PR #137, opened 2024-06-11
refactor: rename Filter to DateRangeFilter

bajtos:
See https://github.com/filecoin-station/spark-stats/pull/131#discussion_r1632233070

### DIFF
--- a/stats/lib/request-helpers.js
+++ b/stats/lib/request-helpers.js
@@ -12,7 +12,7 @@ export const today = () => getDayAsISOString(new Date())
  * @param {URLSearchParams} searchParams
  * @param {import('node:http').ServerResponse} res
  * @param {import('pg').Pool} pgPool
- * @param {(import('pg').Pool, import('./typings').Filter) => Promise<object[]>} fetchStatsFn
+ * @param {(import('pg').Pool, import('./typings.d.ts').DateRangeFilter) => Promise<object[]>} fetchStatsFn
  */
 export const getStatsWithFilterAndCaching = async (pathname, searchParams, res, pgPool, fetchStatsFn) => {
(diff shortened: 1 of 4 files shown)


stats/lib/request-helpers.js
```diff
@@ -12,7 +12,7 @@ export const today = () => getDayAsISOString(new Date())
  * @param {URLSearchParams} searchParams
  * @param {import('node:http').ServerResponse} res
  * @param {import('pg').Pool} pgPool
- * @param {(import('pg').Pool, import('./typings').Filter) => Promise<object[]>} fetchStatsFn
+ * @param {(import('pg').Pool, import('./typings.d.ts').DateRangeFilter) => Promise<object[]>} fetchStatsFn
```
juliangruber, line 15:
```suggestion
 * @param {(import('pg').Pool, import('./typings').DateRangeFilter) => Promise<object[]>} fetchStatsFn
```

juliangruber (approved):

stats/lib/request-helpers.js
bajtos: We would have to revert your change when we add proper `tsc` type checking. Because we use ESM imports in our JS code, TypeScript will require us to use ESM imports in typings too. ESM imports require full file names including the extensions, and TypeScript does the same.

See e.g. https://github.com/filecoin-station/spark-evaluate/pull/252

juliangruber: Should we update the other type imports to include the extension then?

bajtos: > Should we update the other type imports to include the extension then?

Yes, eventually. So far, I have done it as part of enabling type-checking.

* * *

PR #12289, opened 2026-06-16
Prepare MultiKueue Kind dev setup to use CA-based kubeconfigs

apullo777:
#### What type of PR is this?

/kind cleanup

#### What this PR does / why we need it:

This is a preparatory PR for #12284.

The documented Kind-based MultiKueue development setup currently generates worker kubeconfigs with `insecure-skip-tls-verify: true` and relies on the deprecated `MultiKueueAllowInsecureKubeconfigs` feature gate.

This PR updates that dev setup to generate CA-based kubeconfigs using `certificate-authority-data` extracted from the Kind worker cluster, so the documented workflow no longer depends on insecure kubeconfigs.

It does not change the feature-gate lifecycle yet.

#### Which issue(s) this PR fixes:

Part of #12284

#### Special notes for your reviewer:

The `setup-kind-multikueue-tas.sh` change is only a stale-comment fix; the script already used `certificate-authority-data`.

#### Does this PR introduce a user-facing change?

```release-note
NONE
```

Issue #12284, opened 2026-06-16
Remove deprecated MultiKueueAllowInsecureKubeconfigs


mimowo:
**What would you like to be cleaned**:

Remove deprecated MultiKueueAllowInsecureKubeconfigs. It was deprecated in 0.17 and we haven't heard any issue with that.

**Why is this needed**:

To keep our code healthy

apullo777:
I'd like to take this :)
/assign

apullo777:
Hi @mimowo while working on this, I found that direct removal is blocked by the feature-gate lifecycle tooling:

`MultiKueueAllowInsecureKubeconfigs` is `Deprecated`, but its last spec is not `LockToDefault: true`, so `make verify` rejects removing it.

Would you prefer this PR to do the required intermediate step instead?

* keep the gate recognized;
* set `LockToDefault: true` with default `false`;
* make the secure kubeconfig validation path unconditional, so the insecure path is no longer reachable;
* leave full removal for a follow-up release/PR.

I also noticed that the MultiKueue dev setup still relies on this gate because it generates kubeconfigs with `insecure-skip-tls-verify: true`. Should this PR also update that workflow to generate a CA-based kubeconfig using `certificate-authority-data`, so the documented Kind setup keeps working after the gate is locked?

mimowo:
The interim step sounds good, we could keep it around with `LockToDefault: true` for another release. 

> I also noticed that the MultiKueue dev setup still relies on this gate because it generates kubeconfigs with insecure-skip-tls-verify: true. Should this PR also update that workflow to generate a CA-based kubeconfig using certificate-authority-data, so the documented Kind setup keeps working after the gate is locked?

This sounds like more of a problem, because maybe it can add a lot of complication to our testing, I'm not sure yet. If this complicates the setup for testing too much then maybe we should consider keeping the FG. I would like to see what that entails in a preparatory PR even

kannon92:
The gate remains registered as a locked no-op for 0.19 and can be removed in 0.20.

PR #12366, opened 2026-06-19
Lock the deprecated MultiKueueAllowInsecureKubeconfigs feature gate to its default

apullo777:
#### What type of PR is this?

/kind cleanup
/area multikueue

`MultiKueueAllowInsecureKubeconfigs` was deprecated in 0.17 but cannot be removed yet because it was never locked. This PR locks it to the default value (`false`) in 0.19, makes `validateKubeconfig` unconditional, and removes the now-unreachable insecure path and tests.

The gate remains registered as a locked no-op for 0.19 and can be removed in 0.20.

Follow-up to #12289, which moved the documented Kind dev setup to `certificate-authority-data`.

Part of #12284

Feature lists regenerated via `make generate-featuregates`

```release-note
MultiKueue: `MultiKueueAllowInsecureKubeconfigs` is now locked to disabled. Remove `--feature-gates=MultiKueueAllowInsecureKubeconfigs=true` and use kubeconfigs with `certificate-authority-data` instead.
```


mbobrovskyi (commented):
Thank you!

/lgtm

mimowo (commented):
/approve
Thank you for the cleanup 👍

§ Exercise objective
Take the records above and return, word for word, only the lines that fall from the line with "#### What this" to the line with "change is only", both of them included.

§ Answer section
#### What this PR does / why we need it:

This is a preparatory PR for #12284.

The documented Kind-based MultiKueue development setup currently generates worker kubeconfigs with `insecure-skip-tls-verify: true` and relies on the deprecated `MultiKueueAllowInsecureKubeconfigs` feature gate.

This PR updates that dev setup to generate CA-based kubeconfigs using `certificate-authority-data` extracted from the Kind worker cluster, so the documented workflow no longer depends on insecure kubeconfigs.

It does not change the feature-gate lifecycle yet.

#### Which issue(s) this PR fixes:

Part of #12284

#### Special notes for your reviewer:

The `setup-kind-multikueue-tas.sh` change is only a stale-comment fix; the script already used `certificate-authority-data`.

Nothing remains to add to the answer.